**Records**
[Start of Attachment]
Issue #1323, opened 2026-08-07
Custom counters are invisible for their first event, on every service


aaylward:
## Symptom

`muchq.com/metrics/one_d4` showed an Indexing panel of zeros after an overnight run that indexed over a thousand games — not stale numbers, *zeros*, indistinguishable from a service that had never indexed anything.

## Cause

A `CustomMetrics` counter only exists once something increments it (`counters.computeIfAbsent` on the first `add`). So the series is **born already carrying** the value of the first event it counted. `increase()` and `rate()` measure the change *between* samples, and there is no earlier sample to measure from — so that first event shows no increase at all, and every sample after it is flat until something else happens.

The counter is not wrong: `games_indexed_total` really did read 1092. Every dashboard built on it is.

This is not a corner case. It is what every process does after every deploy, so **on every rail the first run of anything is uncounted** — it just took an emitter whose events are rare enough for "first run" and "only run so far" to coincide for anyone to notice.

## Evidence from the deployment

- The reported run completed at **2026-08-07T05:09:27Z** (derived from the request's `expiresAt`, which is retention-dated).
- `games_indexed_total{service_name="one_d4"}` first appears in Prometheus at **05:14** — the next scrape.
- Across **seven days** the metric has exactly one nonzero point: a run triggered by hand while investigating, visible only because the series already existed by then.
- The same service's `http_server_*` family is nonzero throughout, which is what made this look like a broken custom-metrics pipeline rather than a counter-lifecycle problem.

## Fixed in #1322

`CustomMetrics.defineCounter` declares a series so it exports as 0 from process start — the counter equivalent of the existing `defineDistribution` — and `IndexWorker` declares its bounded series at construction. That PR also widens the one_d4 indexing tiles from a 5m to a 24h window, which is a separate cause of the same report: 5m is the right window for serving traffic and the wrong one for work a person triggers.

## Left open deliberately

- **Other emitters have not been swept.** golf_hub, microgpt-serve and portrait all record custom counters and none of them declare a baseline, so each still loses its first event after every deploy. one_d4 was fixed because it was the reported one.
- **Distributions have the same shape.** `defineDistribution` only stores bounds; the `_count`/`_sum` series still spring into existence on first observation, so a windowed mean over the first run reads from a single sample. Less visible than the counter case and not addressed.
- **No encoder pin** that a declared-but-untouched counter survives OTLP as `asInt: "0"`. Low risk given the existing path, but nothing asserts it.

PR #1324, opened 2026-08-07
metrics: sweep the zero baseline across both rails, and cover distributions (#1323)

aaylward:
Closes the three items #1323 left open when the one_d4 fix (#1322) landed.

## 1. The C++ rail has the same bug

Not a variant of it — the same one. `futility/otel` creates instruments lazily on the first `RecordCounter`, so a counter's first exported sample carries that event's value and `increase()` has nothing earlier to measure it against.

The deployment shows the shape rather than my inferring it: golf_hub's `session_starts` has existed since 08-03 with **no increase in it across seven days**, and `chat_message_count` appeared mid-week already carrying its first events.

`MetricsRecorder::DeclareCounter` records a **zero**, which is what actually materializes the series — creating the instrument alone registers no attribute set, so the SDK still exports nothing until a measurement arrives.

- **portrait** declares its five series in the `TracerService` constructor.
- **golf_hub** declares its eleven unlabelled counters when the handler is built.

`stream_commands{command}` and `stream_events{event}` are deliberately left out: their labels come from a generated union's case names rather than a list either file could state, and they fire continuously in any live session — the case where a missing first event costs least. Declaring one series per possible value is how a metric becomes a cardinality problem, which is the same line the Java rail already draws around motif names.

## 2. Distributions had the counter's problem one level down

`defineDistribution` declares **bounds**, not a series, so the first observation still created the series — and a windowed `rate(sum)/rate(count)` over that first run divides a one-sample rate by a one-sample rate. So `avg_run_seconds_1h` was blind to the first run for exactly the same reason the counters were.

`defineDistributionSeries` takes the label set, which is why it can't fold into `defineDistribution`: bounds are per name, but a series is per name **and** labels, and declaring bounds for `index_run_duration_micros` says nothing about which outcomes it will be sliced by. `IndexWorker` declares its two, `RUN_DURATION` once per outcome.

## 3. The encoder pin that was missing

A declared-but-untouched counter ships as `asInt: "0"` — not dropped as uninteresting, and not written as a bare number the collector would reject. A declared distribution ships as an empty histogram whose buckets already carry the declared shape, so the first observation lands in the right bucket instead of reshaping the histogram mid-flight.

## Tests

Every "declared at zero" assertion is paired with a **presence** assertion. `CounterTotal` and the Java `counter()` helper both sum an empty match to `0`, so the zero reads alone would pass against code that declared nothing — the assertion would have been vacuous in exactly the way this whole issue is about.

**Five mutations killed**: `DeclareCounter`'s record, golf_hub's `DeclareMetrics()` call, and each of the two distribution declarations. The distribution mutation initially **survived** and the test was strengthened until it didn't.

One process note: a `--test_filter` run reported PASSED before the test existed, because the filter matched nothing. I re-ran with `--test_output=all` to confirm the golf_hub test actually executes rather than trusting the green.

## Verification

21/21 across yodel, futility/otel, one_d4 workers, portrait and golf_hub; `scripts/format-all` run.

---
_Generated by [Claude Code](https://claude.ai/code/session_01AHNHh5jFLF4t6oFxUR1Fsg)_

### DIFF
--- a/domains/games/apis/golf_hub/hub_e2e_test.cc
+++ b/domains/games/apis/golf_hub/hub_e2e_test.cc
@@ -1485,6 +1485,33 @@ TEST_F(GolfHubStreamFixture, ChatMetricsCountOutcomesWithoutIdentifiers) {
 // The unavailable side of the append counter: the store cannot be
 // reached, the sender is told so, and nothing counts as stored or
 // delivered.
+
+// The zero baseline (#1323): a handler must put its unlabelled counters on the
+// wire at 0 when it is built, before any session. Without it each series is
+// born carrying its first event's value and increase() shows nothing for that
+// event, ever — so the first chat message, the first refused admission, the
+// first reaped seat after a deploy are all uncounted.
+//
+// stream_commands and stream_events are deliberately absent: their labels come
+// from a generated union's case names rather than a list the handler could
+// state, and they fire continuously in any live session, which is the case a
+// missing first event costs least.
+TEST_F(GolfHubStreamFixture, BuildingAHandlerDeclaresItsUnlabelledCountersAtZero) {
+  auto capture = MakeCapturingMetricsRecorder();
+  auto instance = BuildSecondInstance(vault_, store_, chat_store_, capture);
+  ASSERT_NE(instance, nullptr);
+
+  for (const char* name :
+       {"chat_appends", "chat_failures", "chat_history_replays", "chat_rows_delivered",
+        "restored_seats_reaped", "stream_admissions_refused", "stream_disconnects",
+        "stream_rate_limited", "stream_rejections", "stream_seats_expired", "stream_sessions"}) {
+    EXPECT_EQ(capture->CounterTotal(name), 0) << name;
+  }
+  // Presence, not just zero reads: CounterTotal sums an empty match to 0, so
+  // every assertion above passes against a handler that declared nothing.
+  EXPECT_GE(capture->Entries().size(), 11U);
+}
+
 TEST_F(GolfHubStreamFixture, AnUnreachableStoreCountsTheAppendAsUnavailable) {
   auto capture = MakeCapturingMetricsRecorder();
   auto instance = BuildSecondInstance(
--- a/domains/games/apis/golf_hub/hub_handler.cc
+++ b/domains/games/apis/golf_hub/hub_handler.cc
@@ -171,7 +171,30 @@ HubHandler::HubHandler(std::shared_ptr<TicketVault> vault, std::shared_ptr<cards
[End of Attachment]
**Assignment**
Answer with one number, namely how many lines in the records contain the string "continuously".

**Solution for this problem**
2